The panes cleared once more. Stars were appearing in the night sky of Epiphany. Tiajo was staring upward into the infinity that her brother had illuminated for a moment in time.

  The doctors withdrew. The old woman shook herself loose from her contemplation. "If you'll follow me to the trams, we'll have the Willreading."

  * * * *

  Still dressed in their ceremonial robes, they repaired to Weir's suite. Serving robos and catering automata labored around the antechamber under lavish cargoes of food, drink, and other amenities. As they made themselves comfortable on the sumptuous furniture, Tiajo called for their attention.
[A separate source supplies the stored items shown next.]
PR #6947, opened 2024-08-05
feat(charts): remove deleted red tokens

kmcfaul:
Towards: https://github.com/patternfly/patternfly-react/issues/10582

The red charts tokens were removed for v6, the red-orange tokens are now meant to be used for danger statuses in charts.


mcoker (commented):
Nice! Looks like we're referencing one more token that doesn't exist -  `--pf-t--chart--global--label--stroke--width`. Would you mind also updating https://github.com/patternfly/patternfly/blob/18b788373565ab5a5c6e8f84eb2f00331fa4ed0f/src/patternfly/patternfly-charts.scss#L98 to 

```
--#{$chart}-global--label--stroke--Width: 0;
```

mcoker (approved):
Beautiful! Thanks @kmcfaul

  "The various endowments and delegations of authority have been made public or will be later this evening. You individual Inheritors will be ushered, one at a time, into my brother's private chamber. There you'll hear his bequest to you. This is as Caspahr wished it to be. Escorts may accompany you if you so desire." She retired to the bedroom with Redlock and Dorraine.
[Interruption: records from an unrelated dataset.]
Issue #6948, opened 2024-08-05
Card - update clickable variations


mcoker:
* Rename clickable to actionable - just match react
* Update clickable (aka actionable) to use `<button>` for actionable, and an `<a>` for when it's a link

mcoker:
closed by https://github.com/patternfly/patternfly/pull/6949

PR #6949, opened 2024-08-06
fix(card): update clickable to use button and anchor

mcoker:
fixes https://github.com/patternfly/patternfly/issues/6948

Ran visual regressions and only the new/renamed examples failed (lack of a reference image to compare against)

Changes:
* Updates the selectors in the existing selectable/clickable blocks to group the radio/check stuff in `:is()` so they're in a single selector instead of multiple (should be no visual change from that)
* Adds the new button/link element class (`.#{$card}__clickable-action`) in the `:is()` groups where it's needed, just a couple of them

To test this in a local react dev environment:
* Check this branch out in a clone of the core repo somewhere
* Run `yarn build-patternfly`
  * This builds the dist package that we put on npm for `@patternfly/patternfly` at `./dist` in the core repo
* Rename the existing `@patternfly/patternfly` dir in the react repo where your dev server is running
  * assuming you're at the root of the patternfly-react repo, run `mv node_modules/\@patternfly/patternfly node_modules/\@patternfly/patternfly.bak`
* Create a symlink of the core/dist dir to `node_modules/@patternfly/patternfly` in your react repo
  * Assuming you're still at the root of the patternfly-react repo, and the core repo is a sibling of the patternfly-react repo, run `ln -s ../patternfly/dist node_modules/\@patternfly/patternfly`. You can also specify the full paths to those dirs if that's more clear, like `ln -s /path/to/the/core-repo/dist /path/to/the/patternfly-react-repo/node_modules/\@patternfly/patternfly`

You may need to restart the react dev server for these changes to take effect? If you want to make modifications to the core CSS, you can just edit files in the core repo (currently checked out to this PR's branch), and when you're done, just run `yarn build-patternfly`, which will publish the changes to the ./dist dir. When that's done, the react dev server should auto-reload with the core changes.

### DIFF
--- a/src/patternfly/components/Card/card--actionable.hbs
+++ b/src/patternfly/components/Card/card--actionable.hbs
@@ -1,5 +1,12 @@
 {{#if card--actionable--IsLink}}
-  <a class="{{pfv}}card__clickable-action{{#if card--actionable--IsDisabled}} pf-m-disabled{{/if}}" {{#if card--actionable--IsDisabled}}tabindex="-1"{{/if}} href="{{ternary card--actionable--href card--actionable--href '#'}}"></a>
+  <a class="{{pfv}}card__clickable-action
+    {{~#if card--actionable--IsDisabled}} pf-m-disabled{{/if}}"
+    {{#if card--actionable--IsDisabled}}tabindex="-1"{{/if}}
+    aria-labelledby="{{card--id}}"
+    href="{{ternary card--actionable--href card--actionable--href '#'}}"></a>
 {{else}}
-  <button {{#if card--actionable--IsDisabled}}disabled{{/if}} type="button" class="{{pfv}}card__clickable-action"></button>
+  <button class="{{pfv}}card__clickable-action"
+    type="button"
+    aria-labelledby="{{card--id}}"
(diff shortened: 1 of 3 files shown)


thatblindgeye (commented):
Will try linking the content of this PR to React locally shortly, just wanted to leave  a couple quick comments. In addition to the file comment below, it looks like the focus styling is a bit odd.

When focusing the actionable (button) card, the corners have that faint "being overlapped" effect we've seen elsewhere. In light theme:

image

Looks worse in dark theme:

image


The actionable (link) cards don't seem to have any focus styling, though. Lastly looks like the "Actionable secondary style" example would need the update to use buttons or anchors.

thatblindgeye (approved):

srambach:
Just a question - on https://patternfly-pr-6949.surge.sh/components/card/#actionable-button the current (clicked) card changes border color on hover, whereas the other selected variants do not. I'm not sure which is more correct; I think we did choose not to change the selected hover color but maybe it's better to.

mcoker:
Nice catch @srambach! Updated 🐸👍

srambach (approved):
Hover looks good! 🎈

  Endwraithe was first. As Floyt and Alacrity slouched on an air-rest sofa, the Earther plucked a cold, scented cloth from a passing service robo and draped it across his eyes and forehead. He tried to collect his thoughts.

  The breakabout beckoned to a catering machine for a chilly bottle of the wonderful cream ale brewed on Cindy Lou, and a nasal inhaler of Perkup, for morale's sake. Others were availing themselves of snacks, delicacies, beverages, smokes, and other things.
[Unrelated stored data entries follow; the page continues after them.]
PR #83, opened 2025-03-10
Order morphologies by mtype

g-bar:
Since mike is off a took a stab at this one :).

Usage:

`curl http://localhost:8000/reconstruction-morphology?page=1&page_size=100&order_by=mtype&mtype__order_by=pref_label`


g-bar:
Nevermind, seemed to be working but it messed up with the pagination. Then I made some changes and now it's not working at all.  I'm closing for now. This feature is tricky.

GianlucaFicarelli:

  Maska took up a finger cap soaked with fragrant essences and inhaled it delicately, eyes closed in bliss. Brother Grimm was sipping contentedly on a cup of herbal tea. Stare Skill drank a domestic champagne from an elegant fluted glass.

  The Perkup made Alacrity more alert, setting aside part of the sadness of the funeral. He spotted Dincrist on the other side of the antechamber, engaged in earnest conversation with Sir John over steaming cups of chocolate. The breakabout considered asking after Heart, but concluded that it was no time to start anything, especially with Invincibles and Celestials stationed in the room and drones overhead.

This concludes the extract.